◆ TASK TO COMPLETE
I'd like the number of lines in the material below that include the word "build", written with no other text.

◆ DATASET RECORDS
PR #21251, opened 2024-08-25
scripts(termux_download): handle fail download midway and retry

truboxl:
Also set minimum download speed threshold

Close #20036

PR #23843, opened 2025-03-18
Termux download retry timeout

TomJo2000:
This PR should hopefully cut down on the time spent by `termux_download` when retrying an unresponsive URL, by putting a 300 second cumulative limit on retries.
- See: #23841
- This PR partly follows up on: #21251

### DIFF
--- a/scripts/build/termux_download.sh
+++ b/scripts/build/termux_download.sh
@@ -18,17 +18,19 @@ termux_download() {
 
 	local TMPFILE
 	local -a CURL_OPTIONS=(
-		--fail
-		--retry 5
-		--retry-connrefused
-		--retry-delay 5
-		--speed-limit 1000
-		--speed-time 60
-		--location
+		--fail               # Consider 4xx and 5xx responses as failures
+		--retry 5            # Retry up to 5 times on transient failures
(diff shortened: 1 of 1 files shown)


TomJo2000:
At least what I've observed with the freedesktop site (which Kitty is trying to pull some data from during its build but can't due to the current migration) it takes about 135 seconds for the first attempt to even finish timing out.
Although to be fair, if the site hasn't responded in 135 seconds it's probably dead.

truboxl:
Maybe can add `--connect-timeout`
https://curl.se/docs/manpage.html#--connect-timeout

TomJo2000:
> Maybe can add `--connect-timeout` https://curl.se/docs/manpage.html#--connect-timeout

30 seconds should be a reasonable value for that I think.

TomJo2000:
Pushed an updated commit.
I changed `--retry-max-time` to 120, since we seem to be going by multiples of 30 seconds.
And added `--connect-timeout 30`.

I also put comments on each of the args since some of them are relatively uncommon.

truboxl (approved):

TomJo2000:
I'd like to merge this in 4-6 hours if there's no further comments.

robertkirkman (approved):

PR #23873, opened 2025-03-21
pacman: add Vietnamese mirror

Maxython:
Thanks @MeowIce


TomJo2000 (commented):
For the Apt side additional mirrors are usually handled as part of [termux/termux-tools](https://github.com/termux/termux-tools).

We don't currently *have* a procedure for adding mirrors for the pacman repos.
But I would suggest we adopt the same, or a similar, policy for pacman mirrors.

Maxython:
> For the Apt side additional mirrors are usually handled as part of [termux/termux-tools](https://github.com/termux/termux-tools).
> 
> We don't currently _have_ a procedure for adding mirrors for the pacman repos. But I would suggest we adopt the same, or a similar, policy for pacman mirrors.

I support this idea. But for now it would be a good idea to add a mirror to `serverlist` so that users can easily configure pacman, since such a policy is not implemented in termux-tools yet and will take time.

TomJo2000 (approved):
Approved as a stopgap.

◆ SOLUTION
3